[EXERCISE REQUIREMENTS]:
Copy the lines below that contain "these".

[GIVEN INFORMATION]:
########

PR #5276, opened 2022-10-18
super small code polish

shunjizhan:


jacogr:
There is actually method behind this madness - with the `?.` babel generates horrible code for environments aka "a complete overkill for method availability checks", so generally we try and stay away from the operator. This is the actual compiled output after the change is made -

```js
      var _api$rpc$system;

      if (!((_api$rpc$system = api.rpc.system) !== null && _api$rpc$system !== void 0 && _api$rpc$system.dryRun)) {
        throw new Error('The system.dryRun RPC call is not available in your environment');
      }
```

This applies to at least in the api and the utils, there has actually been a conscious effort to not use it - however it certainly have not been consistently removed all-over polkadot-js repos. If left to the engine in all cases, it would be less messy, but we are not quite at that point with JS support everywhere as of yet.

wirednkod:
Did **NOT** know about that.. Thank you @jacogr

shunjizhan:
There is also similar concern about not using `for ... of` since it transpiles to generators. I guess there is always a tradeoff between better performance and cleaner source code. 

Personally I am more into cleaner code, because of two reasons:
- we don't really need to read the prod es5 code, so its ok to be messy
- the "performance downgrade" introduced by generator or more messy generated code is trivial for an app like this, where internet traffic takes much longer than code running

jacogr:
There are no eslint (nor ts-eslint) rules for these. Also as mentioned, in UI-code, due to what you mentioned above, it has not been a "rule" and is certainly used a lot. (The API and util is very different from "UI code")

In general, these are not that bad in the PR form, where it becomes hairy and worth screaming is when doing `a?.b?.c?.d`. So each time I use one of these, my brain just screams at me since it know what it causes :)

However, it is actually fixable with a babel `== null` or `!= null` output with [assumptions](https://github.com/polkadot-js/dev/blob/0e6291ea8e2fad36851c5ae39618669ac0ddee83/packages/dev/config/babel-general.cjs#L5-L8), specifically `noDocumentAll: true` - that would remove any "damn, I'm writing really bad stuff now" concerns that causes minor brain explosions.

shunjizhan:
sounds great, so I am closing this PR as it's not the desired syntax

jacogr:
Feel free to re-open, adjusted the babel outputs slightly with https://github.com/polkadot-js/dev/pull/827/files#diff-e46f7bc448773ef1bc430c11187663a5431bc8d7a67aba417675b2e31f3e8cf1R6-R7 

The above now certainly removes my issues with the outputs, especially on those pesky longer items, it is no no worse than doing it "manually".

########

[RESPONSE TO THE TASK]:
There are no eslint (nor ts-eslint) rules for these. Also as mentioned, in UI-code, due to what you mentioned above, it has not been a "rule" and is certainly used a lot. (The API and util is very different from "UI code")
In general, these are not that bad in the PR form, where it becomes hairy and worth screaming is when doing `a?.b?.c?.d`. So each time I use one of these, my brain just screams at me since it know what it causes :)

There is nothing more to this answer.